Launched Rocket (Energy problem)

[I Like Pi]

Homework Statement

15. (4) A rocket is launched vertically from Earth's surface with a velocity of 3.4 km/s. How high does it go from Earth's centre?

Homework Equations

Ek = 1/2mv^2
Eg = -GMm/r

The Attempt at a Solution

1/2mv^2 = -GMm/r
1/2(3400)^2 = 6.673*10^-11*5.978*10^24/r
r = -6.9*10^11 m

How do i get rid of the negative?

Thanks for your time

 

[rock.freak667]

Remember Eg is the energy needed to move the mass to infinity, so the change in Eg is the change in ke.

The change in PE is positive, and the change in KE is 0.5mv²

So you will have 0.5mv²= GMm/r

 

[I Like Pi]

Remember Eg is the energy needed to move the mass to infinity, so the change in Eg is the change in ke.

The change in PE is positive, and the change in KE is 0.5mv²

So you will have 0.5mv²= GMm/r

Thanks! so I just ignore the negative sign?

 

[rock.freak667]

Thanks! so I just ignore the negative sign?

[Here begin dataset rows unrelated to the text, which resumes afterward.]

PR #667, opened 2017-05-16
Two changes: format_number and improve performance of per-library template functions

cbhaley:
Two commits:

1) Improve the format_number template function, permitting leaving off the {} characters when using basic templates. This allows format_number to be used in Template Program Mode, where the { } characters are not permitted.

2) Improve performance of the recent changes to support per-library user template functions. The original implementation created a copy of the template functions dict every time a template was evaluated. The new implementation creates that dict when the library is opened and passes it to the formatter.

FWIW: It seems that the changes you (Kovid) made to simplify my original code have disappeared. Am I imagining things?

### DIFF
--- a/src/calibre/db/backend.py
+++ b/src/calibre/db/backend.py
@@ -318,14 +318,9 @@ class Connection(apsw.Connection):  # {{{
 # }}}
 
 
-def set_global_state(backend, precompiled_user_functions=None):
-    if precompiled_user_functions:
-        load_user_template_functions(backend.library_id,
-                             [],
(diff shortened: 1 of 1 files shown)


kovidgoyal:
vs2015 is periodically rebased on master -- I think the rebasing process nukes merge commits, something I forgot about. https://stackoverflow.com/questions/15915430/what-exactly-does-gits-rebase-preserve-merges-do-and-why

I've recreated the changes as their own commit.

This pull request appears to be causing lots of test failures, see for instance, https://travis-ci.org/kovidgoyal/calibre/jobs/232732775

PR #672, opened 2017-05-27
Fix #1690391: Correct KoboTouch swapping of main memory and SD card o…

davidfor:
…n OSX (https://bugs.launchpad.net/calibre/+bug/1690391)

Tested as discussed in the bug report. Plus another user using VMs that was able to create both possible cases. Also added some extra debug output under OSX just in case.


kovidgoyal:
Dont you also need to bump the max firmware version?

davidfor:
Not really. The driver is only testing the major and minor versions and ignoring the build number. I'm updating the build number mainly as a reminder of when some things changed.

PR #674, opened 2017-05-29
Optimized assets + more

majouji:
• Optimized SVG and PNG assets (with SVGO and ImageOptim)
• Reduced the complexity of certain SVG assets by removing unecessary points, groups, clipping groups, and other useless parameters
• Updated icons for a few news sources (Instapaper, La Presse, CNN…)
• Changed the title for the Cyberpresse recipe to "La Presse" (the online version of the newspaper now has the same name as the printed edition and the name Cyberpresse has been officially retired).


kovidgoyal:
The SVG assets are source files and should not be optimized (they are not included in calibre binary distributions). The PNG files are already optimized by optipng in the script that is used to generate them from the SVG files. See imgsrc/generate.py

If you can make a separate pull request for the changes in the recipes folder, then I'll be happy to merge that.

majouji:
Ah gotcha - I can do that. FWIW I think it would be worth it to separate the source files from the SVGs you use in the app bundles, but your call. Thanks!

kovidgoyal:
As I said, the svgs are not included in binary calibre releases.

Well you don't really ignore is as it cancels out. But in essence, yes you can ignore it.

 

[I Like Pi]

Well you don't really ignore is as it cancels out. But in essence, yes you can ignore it.

How does it cancel out?

thanks for your help!

 

[Delphi51]

I think it is a little more complicated. Notice that -GMm/r is zero at r = infinity (as someone already wrote) and that it gets larger as r increases. So, quite a large negative value at the surface. A smaller negative value a few km up. It really only has meaning when you take the difference for two different radii. You'll need something like this:
0.5mv² = -GMm/r - (-GMm/r)
where one of the r's is the Earth's radius and the other the radius you are looking for.

 

[I Like Pi]

I think it is a little more complicated. Notice that -GMm/r is zero at r = infinity (as someone already wrote) and that it gets larger as r increases. So, quite a large negative value at the surface. A smaller negative value a few km up. It really only has meaning when you take the difference for two different radii. You'll need something like this:
0.5mv² = -GMm/r - (-GMm/r)
where one of the r's is the Earth's radius and the other the radius you are looking for.

Thank you ! Makes sense. Now if i want to find the rocket's distance from EARTH'S SURFACE, would I just subtract the radius of the Earth from the answer i get above?

Thanks again!

 

[Delphi51]

Right on the subtraction.
Most welcome and good luck on the next one.